» **Assigned task**
All lines up to and including the one that contains "## Describe the bug" are to be transcribed exactly, starting from the first line of the records.

» **Material for this exercise**
Issue #2974, opened 2022-11-24
Gossamer does not answer descending block requests


EclesioMeloJunior:
## Describe the bug

- I am using `westend-local` with `bob` as the unique block producer and I start gossamer as `bob` after the gossamer node produced around 30 blocks I started substrate node as `alice` and as usual substrate executes a block request like the bellow example:

```
DEBUG tokio-runtime-worker sync: Connected 12D3KooWHw4UXtfTnxDpLRYqP1svSxTikrMrYSG1UwUg3sFc4LCx    
TRACE tokio-runtime-worker sync: New block request for 12D3KooWHw4UXtfTnxDpLRYqP1svSxTikrMrYSG1UwUg3sFc4LCx, (best:41, common:0) BlockRequest { id: 0, fields: HEADER | BODY | JUSTIFICATION, from: Hash(0xdf56ae17a070025c7c63b5d81dbbd34deb2f9fded7dfe0465482317b51df9902), direction: Descending, max: Some(41) }    
```

- Gossamer receives this message as printed in the bellow logs:

```
TRACE    host 12D3KooWHw4UXtfTnxDpLRYqP1svSxTikrMrYSG1UwUg3sFc4LCx received message from peer 12D3KooWFRAiaCpbSXPiSJ8isS9xyHkn4dXWTETSPZwmJ99U6RKW: BlockRequestMessage RequestedData=19 StartingBlock={[223 86 174 23 160 112 2 92 124 99 181 216 29 187 211 77 235 47 159 222 215 223 224 70 84 130 49 123 81 223 153 2]} EndBlockHash=0x0000000000000000000000000000000000000000000000000000000000000000 Direction=1 Max=41	inbound.go:L43	pkg=network
DEBUG    handling BlockRequestMessage with direction descending from start block with hash 0xdf56ae17a070025c7c63b5d81dbbd34deb2f9fded7dfe0465482317b51df9902 to end block with hash 0x3e54455287ee4bfbfcb0576d7747505bc8981ec602a01b3ea0a067134fb6f72b	message.go:L212	pkg=sync
DEBUG    cannot create response for request: start node does not exist	sync.go:L117	pkg=network
```

- The point is that the hashes/blocks requested by substrate exists in the Gossamer node, but for some reason the Gossamer node cannot retrieve them

[EDIT]

- Currently, `blockState.SubChain` only retrieve blocks from memory that is a limitation when we try to search for a subchain that is stored on disk.
[...]

PR #3006, opened 2022-12-15
fix(dot/sync): use `Range` instead of `SubChain` at `handleDescedingRequest`

EclesioMeloJunior:
## Changes

- Replace `SubChain` (only look-up in the in-memory blocktree) for `Range` (look-up in database and in disk if needed) to get a range

## Tests

```sh
```

## Issues

- Ref https://github.com/ChainSafe/gossamer/issues/2974

## Primary Reviewer

@timwu20


kishansagathiya (commented):
Looks good.

There are some tests that needs to be fixed though. I think It is mostly failing for not re-generating mocks everywhere.

Also, do we still need `SubChain()` func? It is used at two places. Does it makes sense to replace it with `Range` everywhere?

EclesioMeloJunior:
> Looks good.
> 
> There are some tests that needs to be fixed though. I think It is mostly failing for not re-generating mocks everywhere.
> 
> Also, do we still need `SubChain()` func? It is used at two places. Does it makes sense to replace it with `Range` everywhere?

I decided to keep `SubChain` since it retrieves blocks only in the blocktree (in-memory) and I've created `Range` to retrieve blocks from the database and in-memory blocktree. So the `SubChain` is used in other places that only require lookups in the in-memory blocktree that is why it is important yet

qdm12 (approved):

qdm12:
> So the SubChain is used in other places that only require lookups in the in-memory blocktree that is why it is important yet

Should we perhaps then rename `SubChain` to `RangeInMemory`?

EclesioMeloJunior:
> > So the SubChain is used in other places that only require lookups in the in-memory blocktree that is why it is important yet
> 
> Should we perhaps then rename `SubChain` to `RangeInMemory`?

Done here: https://github.com/ChainSafe/gossamer/pull/3011

dot/sync/message_test.go
```diff
@@ -27,7 +27,7 @@ func TestService_CreateBlockResponse(t *testing.T) {
 		want              *network.BlockResponseMessage
 		err               error
 	}{
-		"invalid block request": {
+		"invalid_block_request": {
```
kishansagathiya, line 30: why change test case names like this?

kishansagathiya (changes requested):
LGTM, 

I am not sure why the test case names have changed though. Is that some new convention that seems better than what we have already?

dot/sync/message_test.go
qdm12: > Is that some new convention that seems better than what we have already?

Yeah it is, since logs written by `go test` replaces spaces with underscores. So it's easier to copy paste and search in the codebase. We should use underscores instead of spaces from now on (feel free to harass me on that, I'm having trouble remembering this 😄)

EclesioMeloJunior: Yeah, if you have the following test case name: `invalid block request` then the go test output will be `invalid_block_request`, so will be more convenient to introduce the underscore by default while naming a test case.

kishansagathiya (approved):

» **Exercise output**
Issue #2974, opened 2022-11-24
Gossamer does not answer descending block requests


EclesioMeloJunior:
## Describe the bug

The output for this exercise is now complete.